Sosthène de La Rochefoucauld à Alfred de Falloux

Paris, 14 janvier 1872

Mon cher comte,

Je vous remercie de votre aimable lettre et j’aime, croyez-le bien, à me rappeler l’accueil si bienveillant que vous m’avez fait, lorsque j’ai pensé pour la première fois me présenter au conseil général1. J’ai toujours eu pour vous une grande admiration, aussi suis-je très attristé lorsque je me vois séparé par des nuances d’un homme vers lequel mon cœur et mon esprit me porte si vivement.

Je suis persuadé que la division du parti légitimiste et le plus grand malheur qui pouvait nous arriver, sans-elle M. le comte de Paris avait déjà été voir M. le comte de Chambord, mais je comprends l’embarras de ce prince, lorsque la plus grande partie des légitimistes lui demande d’aller voir son aîné et lorsque d’autres l’engagent à n’en rien faire.

Pour moi le salut est là, les princes d’Orléans doit s’incliner devant le roi et tant qu’ils ne le feront pas, ils continuent l’œuvre de destruction commencée par Égalité est continué par eux jusqu’à ce jour. J’en suis d’autant plus désolé que je crois à M. le comte de Paris de nobles instincts et que sa nature droite plairait à M. le comte de Chambord. Tout mon espoir est dans l’attente de ces deux princes, sinon des malheurs affreux sont imminents.

Quant à donner le pouvoir à M. le duc d’Aumale2, sans en recevoir l’ordre de M. le comte de Chambord, ni mes amis, ni moi nous ne le ferons.

Ma conviction profonde est que M. le duc d’Aumale mis à la tête du pouvoir ne pourrait plus le quitter, voulut-t-il sincèrement tenir ses engagements. Je vois d’ici tous les conservateurs se précipitant à ses genoux pour le supplier de ne pas agiter ce pays qui a tant besoin de repos et le forcer à rester dans le statu quo.

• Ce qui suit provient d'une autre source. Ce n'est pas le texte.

PR #219, opened 2022-07-20
vm-template: Improve disk driver configuration

nirs:
- Use cache='none' to avoid double caches on host and gust. With
  cache='none' writes bypass the host page cache, and less memory is
  used on the host for caching. This also enabled usage of io='native'.

- Use io='native' which is the recommended configuration. With this I/O
  is submitted using single thread using libaio. This is usually faster
  than io='threads', and more important for OST, it uses one thread
  instead of multiple threads on qemu side, which keep the load on the
  host lower. This can improve reliability and performance when running
  many vms with few CPUs (as seem to happen in OST).

- Use discard='unmap' so discard requests punch holes in the images.
  I'm not sure it is useful for qcow2 images but it is a good default,
  in particular for developers running OST locally on small disks.

- Use iothread='1' - Enable I/O thread for the disk. We configured one
  I/O thread but it was not used. This can improve performance and
  reduce the chance of of blocking qemu when handling I/O on the event
  loop thread.

### DIFF
--- a/common/libvirt-templates/vm_template
+++ b/common/libvirt-templates/vm_template
@@ -38,7 +38,7 @@
   <devices>
     <emulator>/usr/libexec/qemu-kvm</emulator>
     <disk type='file' device='disk'>
-      <driver name='qemu' type='qcow2'/>
+      <driver name='qemu' type='qcow2' cache='none' io='native' discard='unmap' iothread='1'/>
       <source file='@OST_ROOTDISK@'/>
       <target dev='vda' bus='virtio'/>
       <boot order='1'/>


common/libvirt-templates/vm_template
```diff
@@ -42,7 +42,7 @@
       <source file='@OST_ROOTDISK@'/>
       <target dev='vda' bus='virtio'/>
       <boot order='1'/>
-      <serial>1</serial>
+      <serial>ost-root-disk</serial>
```
nirs, line 45: This breaks the tests since they expect to find disk `vda_1` and how the disk is named `ost_root_disk`:

```
<failure message="RuntimeError: Could not find block_vda_1 device in host devices: block_vda_ost_root_disk; computer; net_br_int_72_e5_b3_ad_7c_72; net_eth0_54_52_c0_a8_ca_03; net_eth1_54_52_c0_a8_c9_02; net_eth2_54_52_c0_a8_c9_03; net_eth3_54_52_c0_a8_c8_03; net_ip_vti0_00_00_00_00; net_lo_00_00_00_00_00_00; net_ovs_system_9e_ba_0a_ed_28_20; pci_0000_00_00_0; pci_0000_00_01_0; pci_0000_00_01_1; pci_0000_00_01_2; pci_0000_00_01_3; pci_0000_00_01_4; pci_0000_00_01_5; pci_0000_00_01_6; pci_0000_00_01_7; pci_0000_00_1f_0; pci_0000_00_1f_2; pci_0000_00_1f_3; pci_0000_01_00_0; pci_0000_02_00_0; pci_0000_03_00_0; pci_0000_04_00_0; pci_0000_05_00_0; pci_0000_06_00_0; pci_0000_07_00_0; scsi_host0; scsi_host1; scsi_host2; scsi_host3; scsi_host4; scsi_host5;">hosts_service = &lt;ovirtsdk4.services.HostsService object at 0x7fcd2d3c3820&gt;
```

I'll send this change in a separate pr since it is not related to the disk configuration change.

nirs: Change move to #220

aesteve-rh (approved):

aesteve-rh:
Small typo in the commit message: 'Use cache='none' to avoid double caches on host and gu**e**st.'. Other than that, LGTM.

Oui, M. le duc d’Aumale, en admettant son entière bonne foi, je le répète, seraient entraînés à garder le pouvoir et alors la révolution n’aurait fait que changer de nom et de forme.

Et d’ailleurs je vous le dis franchement je crois ce prince indécis imbu d’idées fausses et peu capable.

Quant aux propositions que vous nous avez faites, laissez-moi vous dire qu’elle m’avait aucune chance d’être acceptée par Mgr et par conséquent par ceux de nos amis qui pensent qu’avant tout il faut s’unir au prince dans la force et dans un principe.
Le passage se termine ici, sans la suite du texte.